=== Assigned task ===
Exactly as written, copy the lines of the data below from the first through the one containing "mpryc: @yazug This".

★ ★ ★

PR #209, opened 2021-04-16
Image downloader Dockerfile to meet CPaaS requirements

mpryc:
Updated Dockerfile for the image_downloader container that
allows to translate from upstream to downstream using
dockerfile_to_osbs.sh from openstack-k8s-operators-ci.

### DIFF
--- a/Dockerfile
+++ b/Dockerfile
@@ -12,15 +12,10 @@ ARG REMOTE_SOURCE_DIR=/remote-source
 ARG REMOTE_SOURCE_SUBDIR=
 ARG DEST_ROOT=/dest-root
 
-ARG GO_BUILD_EXTRA_ARGS
+ARG GO_BUILD_EXTRA_ARGS=
 
 COPY $REMOTE_SOURCE $REMOTE_SOURCE_DIR
 WORKDIR ${REMOTE_SOURCE_DIR}/${REMOTE_SOURCE_SUBDIR}
-
-RUN go version
-RUN go env
-RUN if [ -f $CACHITO_ENV_FILE ] ; then echo $CACHITO_ENV_FILE; cat $CACHITO_ENV_FILE ; fi
-RUN if [ -f $CACHITO_ENV_FILE ] ; then source $CACHITO_ENV_FILE ; fi && go env
 
 RUN mkdir -p ${DEST_ROOT}/usr/local/bin/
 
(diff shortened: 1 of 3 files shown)


Dockerfile
```diff
@@ -52,7 +45,7 @@ LABEL com.redhat.component="osp-director-operator-container" \
 
 ENV USER_UID=1001 \
     OPERATOR_TEMPLATES=/usr/share/osp-director-operator/templates/ \
-    WATCH_NAMESPACE=openstack,openshift-machine-api,openshift-sriov-network-operator
```
yazug, line 55: is this intentional change for this effort? This change should likely be driven based on the operator change not a rework for layout/structure of the Dockerfile

mpryc: @yazug This is what I found in the midstream repo, but I can revert back to the upstream version of it.

yazug: use upstream version please.

Dockerfile.provision-ip-discovery-agent
```diff
@@ -1,15 +1,45 @@
-FROM registry.svc.ci.openshift.org/ocp/builder:rhel-8-golang-1.15-openshift-4.7 AS builder
-WORKDIR /go/src/github.com/openstack-k8s-operators/osp-director-operator
-COPY . .
-RUN go mod vendor
-RUN BIN_PATH=build/_output/cmd ./containers/provision_ip_discovery_agent/build-provision-ip-discovery-agent.sh
```
yazug, line 5: hmm If I remember correctly this script does have some additional version injection stuff that wasn't done in here so not sure how to resolve the discrepancy and should probably get input from maintainer of that build script

Dockerfile.provision-ip-discovery-agent
```diff
@@ -1,15 +1,45 @@
...
+LABEL com.redhat.component="osp-director-provisioner-container" \
+      name="osp-director-provisioner-container" \
+      version="1.0"
+
+WORKDIR /
+
+# Install binary to WORKDIR
+COPY --from=builder ${DEST_ROOT}/${WHAT} .
+
+ENTRYPOINT ["/provision-ip-discovery-agent"]
```
yazug, line 45: hmm we flipped from CMD to ENTRYPOINT not sure if this is workable flip or improvement?

Dockerfile.provision-ip-discovery-agent
mpryc: I have used CPaaS version of Dockerfile rather then logic from here, I can add it, will check with @abays if it's required.

Dockerfile.provision-ip-discovery-agent
mpryc: It's almost the same, used ENTRYPOINT to be similar to operator Dockerfile as those two images should not be much different.

Dockerfile.provision-ip-discovery-agent
abays: The `VERSION_OVERRIDE` in the build script `containers/provision_ip_discovery_agent/build-provision-ip-discovery-agent.sh` did not end up ever being used, if I recall correctly.  Is this the version injection to which you were referring, @yazug?

yazug: yes, that is the part I was referring to, can we prune that out or the script out if this is sufficient?

abays: Yeah, just ignore that part of the bash script.  I borrowed it from somewhere else where the versioning stuff must have been needed, but then I didn't bother to pare it down for our version.

abays:
The two containers build and function as expected in my environment

abays (approved):
/lgtm

PR #2507, opened 2015-01-14
Add amenity=public_bookcase preset

guillaumep:
This commit adds support to amenity=public_bookcase, a recently approved tag:

http://wiki.openstreetmap.org/wiki/Tag:amenity%3Dpublic_bookcase

Contributing to iD is actually easy. Thanks for it!


guillaumep:
@bhousel Wow, that was fast, thanks!

PR #2525, opened 2015-02-10
Conflict resolution

samanpwbb:
Reroll of https://github.com/bhousel/iD/pull/2

This branch reworks the conflict resolution UI:

- Moved the conflict resolution UI out of a modal and into a sidebar overlay
- Clicking on conflicting features centers +highlights features.
- After resolving one feature, next feature is automatically highlighted.
- Save button is disabled until all conflicts are resolved.

In addition, I couldn't restrain myself from righting some design/css wrongs a younger version of myself made a couple years ago in iD.

@bhousel could you give this a review? Let me know what you think of the design adjustments, and I wouldn't be surprised if the code could be significantly cleaned up, I'm not that experienced with D3.

cc: @jfirebaugh @aaronlidman


bhousel:
Thanks @samanpwbb this looks really awesome!  I think the D3 code looks great..

I'm probably going to change these things: 
- [ ] Thinking of adding some text to show the user how many total they need to click through (e.g. "Conflict 1 of 5") 
- [ ] Make cancel button undo to the pre-save state (right now it leaves all the conflict decisions intact)
- [ ] What do you think about @tristen's suggestion to put the other user's username in the message?  I could do that too..
- [ ] For childnodes of a way/area: If the user moved the way/area, I'm going to present it a single conflict on the parent way/area (instead of asking the user to resolve lots of little conflicts for each moved childnode).

samanpwbb:
Yeah, all those bullets sound good great.

One other suggestion, after letting this sit for a while: would be nice to give user the ability to check what the other user's change is before picking one. This could be done by a) adding a confirm step to each conflict or b) after selecting 'mine'/'theirs', the listing is preserved in the dom and user can return to it to reverse their decision.

bhousel:
> One other suggestion, after letting this sit for a while: would be nice to give user the ability to check what the other user's change is before picking one. This could be done by a) adding a confirm step to each conflict

Yeah I like the idea of letting the user see the difference visually between mine/theirs.. Will add it.

bhousel:
Hey everyone, I think I'm finally happy with how this is working.. Want to take a final code and design pass, and then we can merge it into master and get more people testing it?

Resolving conflicts is now almost *fun*!

conflict resolution

cc @jfirebaugh @samanpwbb @tristen @aaronlidman

tristen:
Awesome!!

jfirebaugh:
This looks great. I think it's time to merge.

:shipit:

danstowell:
This looks lovely. One tiny feedback based purely on your GIF: the link "Download your changes" - I know why it's there, but it looks a bit like it might be the first thing I should do after I've read the instructions in the box. Perhaps it could say "Or download your changes"

samanpwbb:
ooh, you went all the way! :ship: :ship: :ship:

iandees:
What happens when multiple people have modified an object you're trying to modify? Or more importantly, what happens if there is more than one edit?

iandees:
(PS this is awesome)

bhousel:
> What happens when multiple people have modified an object you're trying to modify? Or more importantly, what happens if there is more than one edit?

I can summarize how it works:

As soon as the user decides to save, iD will fetch the latest version from the server before we assemble the changeset.  If the server returns a newer version of an entity, we first try to merge in non-conflicting changes (e.g. if I changed the address and you changed the phone number, these changes will be merged safely and automatically). 

If there is a conflict that can't be merged automatically (e.g. you and I both change the same tag, or I move something and you delete it), then we present this interface to the user and let them pick which version they want to keep.  The default choice is to keep the other user's version.

After the user has reviewed all of the conflicts and presses "Save" it actually restarts the process.  So if somebody did sneak in another change while the user is making their decisions, we would catch it and the user would see the warning again and need to make another choice.

iD won't actually finalize the changeset until it's in a state where all the locally modified entities are version-consistent with the server entities.

iandees:
Great summary! I was mostly curious what the UI looks like when multiple revisions (potentially from different users) exist between the "edited" version and the "currently on server" version.

i.e. I move version 2 of an existing node. Then you come along and move it, save to the server, and move it again and save to the server. Then I try to save my changes. The server reports the node at version 4.

It sounds like your flow handles that just fine, but I was curious how you handled the UI/copy peculiarities in that case.

bhousel:
> i.e. I move version 2 of an existing node. Then you come along and move it, save to the server, and move it again and save to the server. Then I try to save my changes. The server reports the node at version 4.

Yes, in that case the UI will ask you to choose between: 
"Keep mine" - your moved v2
"Use theirs" - current v4

iandees:
Very cool! I'm looking forward to giving this a try.

PR #2526, opened 2015-02-12
Don't delete ways when part of route/boundary relations

### LINKED ISSUE #1461: Warn before deleting a member of a relation [$15]
User can delete a relation member without warning.
Either deletion should not be allowed at all, or an explicit message should pop.

systemed:
Simple patch to prevent ways being unthinkingly deleted from route or boundary relations.

The user can still delete a way which is part of such a relation by manually removing the way from the relation first, then deleting the way.

Fixes #1461.

### DIFF
--- a/js/id/actions/delete_way.js
+++ b/js/id/actions/delete_way.js
@@ -32,18 +32,16 @@ iD.actions.DeleteWay = function(wayId) {
     };
 
     action.disabled = function(graph) {
-        var way = graph.entity(wayId);
-        var reltypes = ['route','boundary','multipolygon'];
-        var required_roles = { 'multipolygon': 'outer' };
         var disabled = false;
-        graph.parentRelations(way)
-            .forEach(function(parent) {
-                if (reltypes.indexOf(parent.tags.type)>-1) {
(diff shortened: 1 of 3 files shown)


tmcw:
LGTM: it does swing the dial from overly lax to pretty strict, but there's a clear way to act on the disabled-message which is good. @jfirebaugh want to review for merge?

KathleenLD:
:dancers:

jfirebaugh:
Looks good to me. Based on the feedback in #1461 I suggest we expand this to at least the _outer_ ways of multipolygon relations.

I'd also like to put in a modifier key escape hatch for experienced editors. E.g. hold down alt or shift to bypass the prohibition. If you want to tackle that let me know, otherwise I can merge this and add it myself later.

systemed:
No problem - I've added a check for multipolygon outers. I'll let you do the modifier key bit!

jfirebaugh:
I really confused GitHub with some force pushing, but this was merged.

systemed:
Excellent, thank you!

KathleenLD:
Nice work, guys!

brycenesbitt:
Thank you for this, it was much needed, and will save significant future hassle.

PR #2549, opened 2015-03-08
Add/Prioritize network=* tag in public transport presets

gileri:
There are multiple companies involved in public transport (PT), but the one which the user faces (and mostly cares about) is the *network*, and the operator is at best not clearly visible to users.

However, operator=* is often used to store the PT network name instead of network=*.
I suspect it might be caused by the ordering (and sometimes lack) of the network=* tag in presets, which this PR tries to fix.

### DIFF
--- a/data/presets/presets.json
+++ b/data/presets/presets.json
@@ -3781,6 +3781,7 @@
     "highway/bus_stop": {
         "icon": "bus",
         "fields": [
+            "network",
             "operator",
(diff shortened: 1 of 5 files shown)


bhousel:
Looks good, thank you!

gileri:
Wow, that was fast ! Thank you for accepting my PR :)

Issue #2515, opened 2015-01-24
Display location in the footer of interface


tristen:
With tools like http://osmlab.github.io/to-fix when you select an error to edit it could any location in the world. It would be nice to get a sense of its geographic spot. ie:

![screen shot 2015-01-23 at 11 44 43 pm](https://cloud.githubusercontent.com/assets/61150/5886154/2c626640-a35a-11e4-8e79-bd91eaab6a50.png)

tas50:
+1 this would be incredibly useful

bhousel:
We're planning to add a small "map-in-map" popup pretty soon to help users better know where they are editing.  (Think like a little zoomed out map with a square representing the current viewport bbox).  I think I'll find a way to include the location text in this feature.

bhousel:
see #2554

1ec5:
A breadcrumb would be useful on the main map as well: openstreetmap/openstreetmap-website#848.

bhousel:
I have been using this gist to test out nominatim reverse geocode:
https://gist.github.com/bhousel/05be464d7f53c95c4eab

Even `zoom=10`, which I would think should return 'cities', nominatim is still returning hamlets, and the hamlet data in the USA is [pretty bad](http://www.openstreetmap.org/user/samely/diary/34541). 

If I go out to `zoom=9`, it returns county/region data, which is less useful.

pnorman:
I think it would be useful to go ahead, even if there is bad data in a region which makes it less useful.

bhousel:
Coming soon - A location pane that toggles with <kbd>⌘L</kbd>

<img width="776" alt="screenshot 2017-06-29 01 29 10" src="https://user-images.githubusercontent.com/38784/27672664-687412de-5c6a-11e7-825d-1b3083af6fe9.png">

PR #2554, opened 2015-03-12
Map-in-Map overview box

bhousel:
* press 'M' to toggle
* shows current zoom - 6
* with locator overlay and bounding box

Pretty sweet!

map-in-map3

@aaronlidman

### DIFF
--- a/css/app.css
+++ b/css/app.css
@@ -2107,7 +2107,7 @@ img.wiki-image {
 /* Map-In-Map
 ------------------------------------------------------- */
 
-.map-in-map-wrap {
+.map-in-map {
     position: absolute;
     overflow: hidden;
     top: 60px;
@@ -2117,13 +2117,25 @@ img.wiki-image {
     background: #000;
     border: #aaa 1px solid;
     box-shadow: 0 0 2em black;
-    pointer-events: none;
 }
 
-.map-in-map-wrap svg {
+.map-in-map-tiles {
+    transform-origin:0 0;
+    -ms-transform-origin:0 0;
+    -webkit-transform-origin:0 0;
+    -moz-transform-origin:0 0;
+    -o-transform-origin:0 0;
+    -moz-user-select: none;
+    -webkit-user-select: none;
+    -ms-user-select: none;
+    user-select: none;
+}
+
+.map-in-map-svg {
     position: relative;
     overflow: hidden;
     height: 100%;
+    width: 100%;
 }
 
 .map-in-map-bbox {
--- a/css/app.css
+++ b/css/app.css
@@ -609,7 +609,7 @@ a:hover .icon.out-link   { background-position: -500px -14px;}
     top:0;
     right:0;
     height:60px;
-    z-index: 1;
+    z-index: 9;
     min-width: 768px;
 }
 
@@ -2113,7 +2113,7 @@ img.wiki-image {
     top: 60px;
     width: 200px;
     height: 150px;
-    z-index: 9;
+    z-index: 5;
     background: #000;
     border: #aaa 1px solid;
     box-shadow: 0 0 2em black;
--- a/css/app.css
+++ b/css/app.css
@@ -2145,6 +2145,10 @@ img.wiki-image {
     shape-rendering: crispEdges;
 }
 
+.map-in-map-bbox.thick {
+    stroke-width: 5;
+}
+
 /* About Section
 ------------------------------------------------------- */
 
--- a/css/app.css
+++ b/css/app.css
@@ -683,7 +683,7 @@ a:hover .icon.out-link   { background-position: -500px -14px;}
     float: left;
     height: 100%;
     overflow: hidden;
-    z-index: 2;
+    z-index: 10;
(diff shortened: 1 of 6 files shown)


aaronlidman:
Very cool. @bhousel what is left to do before this is in a state to merge?

Also are all the d3 changes you made in and final? I'm having trouble getting this working locally. This is as far as loading gets me on map-in-map branch and master:

screen shot 2015-03-12 at 10 43 59 am

`Cannot read property 'matches' of undefined` at https://github.com/openstreetmap/iD/blob/master/js/id/renderer/features.js#L308

bhousel:
> what is left to do before this is in a state to merge?

I want to have the mini-map capture some mouse events, rather than passing them all through to the main map.  Right now you can actually edit stuff underneath the mini-map, which is kind of hack.  I'm going to see how complicated it is would be to implement some reasonable zoom/pan behavior.

I guess I can also try to do a nominatum lookup for some "Where am I" text (#2515)

Anything else you can think of?



> Also are all the d3 changes you made in and final? I'm having trouble getting this working locally. This is as far as loading gets me on map-in-map branch and master:

Ah, thanks for finding that, it's something I broke in 3308b55, not D3's fault.   I'll fix it in master.  
(I can see how it could happen if a way has a parent relation that doesn't have any matched features.  Like a site relation or something).

aaronlidman:
Sounds great, looking forward to it.

bhousel:
This is in pretty good shape now.. Panning the mini-map will recenter the main map, which is nice.

I did experiment with using nominatim to reverse geocode a description of where the map is centered, but I wasn't happy with the results.  Most of the time it would return a "hamlet" that is either too obscure or total fiction.  I had to go all the way out to the state level just to get it to not do that.

So I think we should just stick to the locator overlay tiles that we're displaying - they are better anyway.

aaronlidman:
This works great, perfect.

Should the left margin match the buttons in the top bar?
screen shot 2015-03-15 at 4 29 11 pm

@bhousel This just needs tests and it's good to merge?

bhousel:
> Should the left margin match the buttons in the top bar?

I guess we could?  My thought was actually to just set aside this region where extra UI widgets/plugins could render themselves.  Want to loop @samanpwbb in tomorrow and see what he thinks?   The Mapillary photos render themselves to the bottom right corner.. Maybe there is a coherent way we could organize these widgety things. 

> This just needs tests and it's good to merge?

We don't really have test coverage of any of the other UI classes.. I'm not sure how to do it.

Also, I just realized - I think I need to pick a different hotkey.  'M' is used for move too.

css/app.css
```diff
@@ -683,7 +683,7 @@ a:hover .icon.out-link   { background-position: -500px -14px;}
     float: left;
     height: 100%;
     overflow: hidden;
-    z-index: 2;
+    z-index: 10;
```
samanpwbb: This change messes up z-index order:
screen shot 2015-03-15 at 10 17 48 pm

samanpwbb:
Since this is a navigational aid, what about adding it as a fourth item in the navigation toolbar below 'show my location':

screen_shot_2015-03-15_at_10_41_14_pm

I'd also suggest moving the mapillary overlay to the top right, with a higher z-index than the minimap, so it occupies the same space as the minimap when active. This will open up more workspace if user is using both minimap and mapillary.

bhousel:
I don't have really strong feelings either way, but I was kind of thinking longer term of evolving it into something like this:

plugin all the things

Where plugins might include minimap, Mapillary, distance measurement tool, task manager integration, etc etc.  It looks kind of like Photoshop I guess.

Then we wouldn't add any more buttons to iD, except one for installing and managing the user's plugins/widgets/addons.  With the goal eventually pulling more of these things *out* of iD.

(yes I have plugins on the brain, and I'm probably getting ahead of myself)

samanpwbb:
> Where plugins might include minimap, Mapillary, distance measurement tool, task manager integration, etc etc. It looks kind of like Photoshop I guess.

> Then we wouldn't add any more buttons to iD, except one for installing and managing the user's plugins/widgets/addons. With the goal eventually pulling more of these things out of iD.

Moving towards a plugin system will definitely be great for keeping complexity at bay for beginners but enabling features for power users. I _am_ afraid the design sketch you posted would be a too inflexible though. Different plugins will need design solutions that take different forms. I guess we can cross that bridge when we need to.

Anyway, if this work is going to be refactored soon, probably fine to ship the minimap without too much fuss over the specifics until then.

aaronlidman:
> We don't really have test coverage of any of the other UI classes

Ok, didn't know that.

This works really well, seems solid to me. If you're happy with it I say merge away. :+1: 

cc @jfirebaugh

bhousel:
Thanks! @samanpwbb I agree that plugins will be need ability to hook into different parts of iD and have very different UI depending on what they do. Definitely needs more thought.

One final thing I added today was making it so that you can zoom/unzoom with the mousewheel, to control how far zoomed out the minimap is.  Very useful.

Issue #2449, opened 2014-11-20
Add locale and host info to changeset tags


ImreSamu:
iD Editor only saving the version information, like: created_by=iD 1.6.2
JOSM save the locale settings, like : created_by=JOSM/1.5 (7724 hu)

for QA - I would like to propose to add 
* 'locale' ( like: en,de,it,es,hu ) and
* hosting 'website' url ( like  strava.github.io/iD, openstreetmap.us/iD/master , ... )

proposal example:  
* created_by=iD 1.6.2 (hu strava.github.io/iD )
* created_by=iD 1.6.2 (de openstreetmap.us/iD/master) 
* created_by=iD 1.6.2 (en openstreetmap.us/iD/release)

business cases:

* I would like to monitor the using of the locale=hungarian  iD Editor:

* If I found a "bad" translating error -on "iD Editor" - and I would like analize the problematic edits.
  but I am interested only the 'hu' localisation changesets.
  
* If NOW - somebody use very old iD Editor version ( like  1.0.0 ) and I would like to find the hosting website.    like: created_by=iD 1.5.4 (hu mapillary.github.io/iD)
so we can alert the website owner to update the iD Editor code base ( and the translations ) to the newer version.

this proposal is related to translating problems :  https://github.com/openstreetmap/iD/issues/2448

ImreSamu:
:(
http://www.openstreetmap.org/user/aseerel4c26/diary/34899

PR #2559, opened 2015-03-20
Add basic browser and platform into to changeset tags

bhousel:
This adds some simple info to the changeset tags about browser and platform used.
Reporting this info is useful for some things (see #2449).

* Browser version is detected as major.minor only (no patch included).
* Platform is very simple (Windows/Macintosh/Linux) with no version.
* These fields are namespaced with 'iD:' to not conflict anything

Looks like this in practice:

screenshot 2015-03-20 14 27 37

cc @pnorman

### DIFF
--- a/js/id/id.js
+++ b/js/id/id.js
@@ -330,17 +330,39 @@ iD.version = '1.7.0';
     var detected = {};
 
     var ua = navigator.userAgent,
-        msie = new RegExp('MSIE ([0-9]{1,}[\\.0-9]{0,})');
+        m = null;
 
-    if (msie.exec(ua) !== null) {
-        var rv = parseFloat(RegExp.$1);
-        detected.support = !(rv && rv < 9);
+    m = ua.match(/Trident\/.*rv:([0-9]{1,}[\.0-9]{0,})/i);   // IE11
+    if (m !== null) {
+        detected.browser = 'msie';
+        detected.version = m[1];
+    } else {
+        m = ua.match(/(opera|chrome|safari|firefox|msie)\/?\s*(\.?\d+(\.\d+)*)/i);
+        if (m !== null) {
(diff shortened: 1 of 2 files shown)


pnorman:
If the tags aren't iD specific and are clear in their meaning, I think avoiding namespaces are best.

P2 can run on multiple sites, and all editors have a locale. Browser is less relevant for P2, but any future HTML or JavaScript editors will probably find it relevant.

bhousel:
hmm.. `platform` is already a key..  Maybe change to `operating_system` and remove the namespaces?

pnorman:
> hmm.. `platform` is already a key

Used in changeset tags?

ImreSamu:
statistics: https://gist.github.com/ImreSamu/0fc3b8015e6dd16595c5

js/id/id.js
```diff
@@ -350,11 +372,22 @@ iD.version = '1.7.0';
...
+    else if (nav('Mac')) {
+        detected.os = 'mac';
+        detected.platform = 'Macintosh';
+    }
+    else if (nav('X11') || nav('Linux')) {
+        detected.os = 'linux';
+        detected.platform = 'Linux';
+    }
+    else {
+        detected.os = 'win';
```
tilmanb: This does seem odd. If we cant detect anything, we set the detected os to windows? Why?

bhousel: `detected.os` is used for only one thing in iD, and that is to setup the keyboard shortcuts in [cmd.js](https://github.com/openstreetmap/iD/blob/master/js/id/ui/cmd.js).  

I suppose `win` was just picked as a conservative default for the keyboard shortcut setup.  In reality, if the code runs here, the user is probably on a device without a keyboard - like a game console or an Android phone.

PR #2561, opened 2015-03-23
Fix max scaleExtent for custom overlays. Fix #2558

### LINKED ISSUE #2558: scaleExtent of custom overlay not respected

olafveerman:
This should fix the issue where custom overlays are not obeying to the max scaleExtent.


olafveerman:
While this solves the issue with the custom overlay, it doesn't show the locator overlay on all zoom levels. Closing and opening another PR that should address it well.

PR #2562, opened 2015-03-24
Display overlays on correct zoom level. Fix #2558

### LINKED ISSUE #2558: scaleExtent of custom overlay not respected

olafveerman:
Add a test for the Locator Overlay and one for the other overlays.


jfirebaugh:
This isn't the correct fix either as it disables overzooming for all imagery sources. Discussion continuing on #2558.

Issue #2504, opened 2015-01-12
Introductory help text


pnorman:
The introductory help text (help on the side-bar) states

```markdown
Edits that you make on this map will be visible to everyone who uses
OpenStreetMap. In order to make an edit, you'll need a
[free OpenStreetMap account](https://www.openstreetmap.org/user/new).
```

Although technically correct, when viewed on OpenStreetMap.org this text can only be seen by someone who already has an account, so directing them to /user/new is not helpful.

A second more minor problem is that it directs to www.openstreetmap.org, and I was using the dev site, so it was the wrong link anyways.

harkirat96:
Kindly check the pull request
https://github.com/openstreetmap/iD/pull/2563
Redirected the person directly to login rather than new user

PR #2563, opened 2015-03-24
Fixes issue #2504

harkirat96:
Instead of redirecting to new user login , it redirects to login page


jfirebaugh:
Hi @harkirat96, thanks for contributing.

The correct place to make this change is [data/core.yaml](https://github.com/openstreetmap/iD/blob/master/data/core.yaml). `dist/locales/en.json` gets overwritten by the build script.

Also, you've checked in an editor backup file `dist/locales/en.json~`. Please add a rule to your global .gitignore so that these files are ignored.

harkirat96:
@jfirebaugh:Made changes in core.yaml.Ignored en.json

jfirebaugh:
There are even more editor backup files in this PR now. Can you try again with a clean PR?

ashish0kumar:
> Instead of redirecting to new user login , it redirects to login page

Great things started here :)

PR #2567, opened 2015-03-24
fixes issue #2504

### LINKED ISSUE #2504: Introductory help text

harkirat96:
Changes core.yaml to fix #2504

### DIFF
--- a/data/core.yaml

★ ★ ★

=== Result below ===
PR #209, opened 2021-04-16
Image downloader Dockerfile to meet CPaaS requirements

mpryc:
Updated Dockerfile for the image_downloader container that
allows to translate from upstream to downstream using
dockerfile_to_osbs.sh from openstack-k8s-operators-ci.

### DIFF
--- a/Dockerfile
+++ b/Dockerfile
@@ -12,15 +12,10 @@ ARG REMOTE_SOURCE_DIR=/remote-source
 ARG REMOTE_SOURCE_SUBDIR=
 ARG DEST_ROOT=/dest-root
 
-ARG GO_BUILD_EXTRA_ARGS
+ARG GO_BUILD_EXTRA_ARGS=
 
 COPY $REMOTE_SOURCE $REMOTE_SOURCE_DIR
 WORKDIR ${REMOTE_SOURCE_DIR}/${REMOTE_SOURCE_SUBDIR}
-
-RUN go version
-RUN go env
-RUN if [ -f $CACHITO_ENV_FILE ] ; then echo $CACHITO_ENV_FILE; cat $CACHITO_ENV_FILE ; fi
-RUN if [ -f $CACHITO_ENV_FILE ] ; then source $CACHITO_ENV_FILE ; fi && go env
 
 RUN mkdir -p ${DEST_ROOT}/usr/local/bin/
 
(diff shortened: 1 of 3 files shown)


Dockerfile
```diff
@@ -52,7 +45,7 @@ LABEL com.redhat.component="osp-director-operator-container" \
 
 ENV USER_UID=1001 \
     OPERATOR_TEMPLATES=/usr/share/osp-director-operator/templates/ \
-    WATCH_NAMESPACE=openstack,openshift-machine-api,openshift-sriov-network-operator
```
yazug, line 55: is this intentional change for this effort? This change should likely be driven based on the operator change not a rework for layout/structure of the Dockerfile

mpryc: @yazug This is what I found in the midstream repo, but I can revert back to the upstream version of it.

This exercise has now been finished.